Not even the mighty Google data centers are immune to acts of god it turns out.
A series of successive lightning strikes in Belgium last Thursday managed to knock some cloud storage systems offline briefly, causing errors for some users of Google’s cloud infrastructure services.
In the initial version of the incident report published Tuesday, Google said lightning had struck electrical systems of one of its three data centers in St. Ghislain, a small town about 50 miles southwest of Brussels. But a company spokesperson alerted us late Wednesday afternoon that lightning had actually struck the local utility grid, which caused the data center power interruption.

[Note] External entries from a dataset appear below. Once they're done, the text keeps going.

PR #447, opened 2024-07-02
Take RSA Signer and Verification out of configuration

GalRogozinski:
# Description 

The RSA Signer and Verifier are taken out of the `Config` struct.

*Note:* `TestingVerifier` was deleted and now sig verification on tests is not optimized, causing a delay.


MatheusFranco99 (approved):
Good work!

Google's incident report has been updated accordingly.
The affected data center hosts the europe-west1-b zone of Google Compute Engine that experienced issues.
Besides failover systems that switch to auxiliary power when primary power source goes offline, servers in Google data centers have on-board batteries for extra backup, which was the case with the servers supporting Persistent Disk, the cloud storage that acts like Network Attached Storage or storage that’s independent of compute.
But some of the servers failed anyway because of “extended or repeated battery drain,” according to the incident report. “In almost all cases the data was successfully committed to stable storage, although manual intervention was required in order to restore the systems to their normal serving state,” the report read.
Google engineers estimated that about five percent of persistent disks in the zone saw at least one I/O read or write failure over the course of the roughly five days the problems appeared. A tiny fraction of the persistent-disk space in the zone lost some data permanently: 0.000001 percent, according to Google.
The company’s infrastructure teams are currently in the process of replacing storage systems with hardware that’s more resilient against power failure, and most Persistent Disk storage is already running on the new hardware, Google said.
In a piece of advice cloud service providers commonly offer following cloud outages, Google reminded users that it has multiple cloud regions around the world and multiple isolated zones within each region precisely so that users can set up resilient infrastructure that can fail over from one zone to another in case of a single-zone outage.
Google Compute Engine has three regions: Central US in Council Bluffs, Iowa, Western Europe in St. Ghislain, and East Asia in Changhua County, Taiwan. There are four zones in the Central US region and three each in Western Europe and East Asia.